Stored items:
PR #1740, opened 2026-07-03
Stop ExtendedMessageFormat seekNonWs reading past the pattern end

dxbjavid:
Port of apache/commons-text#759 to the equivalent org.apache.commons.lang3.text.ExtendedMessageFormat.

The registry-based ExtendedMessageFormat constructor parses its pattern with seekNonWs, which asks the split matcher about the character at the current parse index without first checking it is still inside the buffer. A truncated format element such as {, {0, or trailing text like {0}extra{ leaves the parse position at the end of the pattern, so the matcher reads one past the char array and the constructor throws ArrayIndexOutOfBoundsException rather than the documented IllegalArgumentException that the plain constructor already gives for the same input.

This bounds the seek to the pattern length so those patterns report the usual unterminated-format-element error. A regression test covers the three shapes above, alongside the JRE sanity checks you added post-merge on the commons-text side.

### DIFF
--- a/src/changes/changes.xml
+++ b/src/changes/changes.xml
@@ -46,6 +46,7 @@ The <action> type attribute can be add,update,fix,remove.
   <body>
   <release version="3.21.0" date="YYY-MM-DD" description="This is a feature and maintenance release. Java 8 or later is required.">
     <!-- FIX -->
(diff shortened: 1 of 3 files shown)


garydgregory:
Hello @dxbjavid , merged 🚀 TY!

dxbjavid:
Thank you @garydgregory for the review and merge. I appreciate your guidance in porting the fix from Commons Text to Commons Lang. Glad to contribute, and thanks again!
==
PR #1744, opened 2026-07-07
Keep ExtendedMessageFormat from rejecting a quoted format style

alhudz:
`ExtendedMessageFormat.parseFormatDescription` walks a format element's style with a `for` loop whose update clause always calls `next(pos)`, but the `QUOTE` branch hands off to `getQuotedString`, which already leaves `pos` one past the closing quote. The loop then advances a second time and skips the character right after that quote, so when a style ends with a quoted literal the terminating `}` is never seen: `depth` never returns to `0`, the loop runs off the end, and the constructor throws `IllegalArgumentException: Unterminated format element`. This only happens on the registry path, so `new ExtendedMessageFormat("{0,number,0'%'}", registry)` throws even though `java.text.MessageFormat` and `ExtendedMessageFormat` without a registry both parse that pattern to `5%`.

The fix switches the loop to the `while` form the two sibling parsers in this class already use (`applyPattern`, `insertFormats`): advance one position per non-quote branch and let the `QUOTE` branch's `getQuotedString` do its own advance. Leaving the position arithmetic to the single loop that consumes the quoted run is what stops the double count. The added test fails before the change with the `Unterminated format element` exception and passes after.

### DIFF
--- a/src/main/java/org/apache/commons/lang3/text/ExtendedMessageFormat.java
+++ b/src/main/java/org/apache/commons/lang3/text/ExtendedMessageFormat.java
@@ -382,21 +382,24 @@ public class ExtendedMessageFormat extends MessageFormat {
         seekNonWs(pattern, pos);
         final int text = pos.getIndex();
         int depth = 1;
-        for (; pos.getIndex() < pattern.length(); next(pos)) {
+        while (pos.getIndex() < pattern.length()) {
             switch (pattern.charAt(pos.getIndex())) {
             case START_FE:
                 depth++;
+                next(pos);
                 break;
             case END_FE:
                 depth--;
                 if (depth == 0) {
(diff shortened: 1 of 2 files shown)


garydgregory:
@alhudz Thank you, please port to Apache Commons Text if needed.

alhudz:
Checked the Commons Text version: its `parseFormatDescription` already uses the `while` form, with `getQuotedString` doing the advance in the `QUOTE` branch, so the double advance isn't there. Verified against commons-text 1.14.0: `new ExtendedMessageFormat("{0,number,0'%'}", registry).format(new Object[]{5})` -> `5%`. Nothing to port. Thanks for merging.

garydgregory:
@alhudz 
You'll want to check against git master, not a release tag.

● **Task description**
In the records, which lines use the word "changes"? Report them.

● **Exercise solution**
--- a/src/changes/changes.xml
+++ b/src/changes/changes.xml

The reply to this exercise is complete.